I'm very proud of the changes that we made in the student loan program and I thank Secretary Riley for his outstanding leadership in that regard.

We have also passed the National Service Program which will give, over the next three to four years, up to 100,000 young Americans a chance to earn some credit against their college education and help to serve their communities at the grass-roots level, to rebuild lives and to build their own minds in the process.

The Goals 2000 legislation, which Secretary Riley mentioned and to which the Vice President alluded, will forge a new partnership between our national government and states and communities to set some meaningful national standards about what our young people should know because we know that they're going to be competing in a global economy and they're entitled to have a shot at the best we have to offer. (Applause.)

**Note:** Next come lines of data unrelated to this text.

PR #201, opened 2025-01-08
feat!: adding metadata to workers

benfdking:
- add table to store metadata for workers, queue and ip address
- add ip_address and queue_name that worker is working on
- add optional ability for workers to add metadata to that table
- in info moved stats for a particular worker under stats which sits side by side now with metadata than straight inside a worker

### DIFF
--- a/saq/queue/postgres.py
+++ b/saq/queue/postgres.py
@@ -33,6 +33,7 @@ if t.TYPE_CHECKING:
         LoadType,
         QueueInfo,
         WorkerStats,
+        WorkerInfo,
     )
 
 try:
@@ -49,6 +50,7 @@ ENQUEUE = "saq:enqueue"
 DEQUEUE = "saq:dequeue"
 JOBS_TABLE = "saq_jobs"
 STATS_TABLE = "saq_stats"
+METADATA_TABLE = "saq_worker_metadata"
 
 
 class PostgresQueue(Queue):
@@ -90,6 +92,7 @@ class PostgresQueue(Queue):
         name: str = "default",
         jobs_table: str = JOBS_TABLE,
         stats_table: str = STATS_TABLE,
+        metadata_table: str = METADATA_TABLE,
         dump: DumpType | None = None,
         load: LoadType | None = None,
         min_size: int = 4,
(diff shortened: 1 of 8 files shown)


saq/queue/postgres.py
```diff
@@ -107,6 +110,7 @@ def __init__(
         self.versions_table = Identifier(versions_table)
         self.jobs_table = Identifier(jobs_table)
         self.stats_table = Identifier(stats_table)
+        self.metadata_table = Identifier(metadata_table)
```
tobymao, line 113: this should go into the stats table now that we have migrations

benfdking: I've pushed a branch to the PR in which metadata sits in the same table. 

That said, I am not 100% sure about it. 

We get a small win in performance in avoiding a join, but I don't like the `ttl` behavior. It doesn't quite behave the same way as Redis because you have to share the TTL for metadata and stats. 

My best suggestion would be to merge stats and metadata to avoid this weird behavior. WDYT?

tobymao: what do you mean merge?

benfdking: I mean we merge the code top to bottom, get rid of the two separate jobs/calls/methods and just have one stats/info method both for the retrieving of data (which we already do) but also for the pushing of data.

tobymao: sure sounds good

saq/queue/postgres_migrations.py
```diff
@@ -43,4 +43,17 @@ def get_migrations(
...
         ),
+        (
+            2,
+            [
+                SQL(
+                    dedent("""
+ALTER TABLE {stats_table} ADD COLUMN IF NOT EXISTS metadata JSONB;
+ALTER TABLE {stats_table} ADD COLUMN IF NOT EXISTS queue_key TEXT;
+CREATE INDEX IF NOT EXISTS saq_stats_queue_key_idx ON {stats_table} (expire_at);
+CREATE INDEX IF NOT EXISTS saq_stats_queue_key_idx ON {stats_table} (queue_key);
```
tobymao, line 54: shouldn't index names be unique?

tobymao (approved):

saq/queue/postgres_migrations.py
benfdking: 🦅 👁️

With this executive order and working in close cooperation with Secretary Riley and Catherine LeBlanc, the Executive Director of the White House Initiative Office, we'll expand the opportunities for participation in federal programs. Ultimately, we'll strengthen the capacity of historically black colleges and universities to provide quality education. Within the next few days, I'll announce my appointments to the Presidential Advisory Board on Historically Black Colleges and Universities, and will ask my longtime friend and the former Chancellor of the University of Arkansas at Pine Bluff, Vic Hackley, now at Fayetteville State University, to serve as the Chair. (Applause.)

I want to say a special word of thanks to the current board which was appointed by President Bush for their service and commitment, and especially to Dr. James Cheek for his leadership. And I thank you Dr. Cheek for what you have done. (Applause.)

I'd like to close by mentioning a very disturbing article that appeared in the morning paper here. You may have seen it, about children in our Nation's Capital, not even teenagers, discussing their own funerals -- planning their funerals; thinking about what they would wear, and what music they hope would be played. I am profoundly concerned as we take up the debate this week on the crime bill, on the Brady bill, on the establishment of boot camps as alternatives to prison for young people, on trying to get more law enforcement officers on our streets, that we not underestimate the gravity of the task before us. Somehow we have to get those young people to you, and through you, to the world.

I know this is a difficult, frustrating, perplexing time. Every day the Vice President and I start the morning together talking about problems that have no easy solution. But I know that this ought to be a time of immense celebration and hopefulness for the American people with the end of the Cold War, with the receding threat of nuclear annihilation, with the clear evidence that, for all of our problems, our economy is doing better than the other wealthy countries in creating jobs and promoting growth, and that there is so much out there for us still to do.

But the truth is that we are squandering our most valuable resource, our young people, at a rate that no other nation would tolerate. We permit so many of them to grow up without the basic supports of family and community. We permit many of them to live in circumstances, frankly, more dangerous than those experienced by people we go halfway around the world to protect. And so many of them, by the time they are old enough for you to get a hold of them, aren't there for you to get hold of.

I say that not to end this on a down moment, but to remind you of just how important this is, what you are doing. A lot of these kids still won't have a chance if you don't do your job well. And we have to find a way for you to reach them at an even earlier point. And if we want to make it, we've got to find a way to remind the rest of America that we are really all in this together; we cannot afford to have 11-year-olds thinking about their funerals. They need to be thinking about their children. You can do that.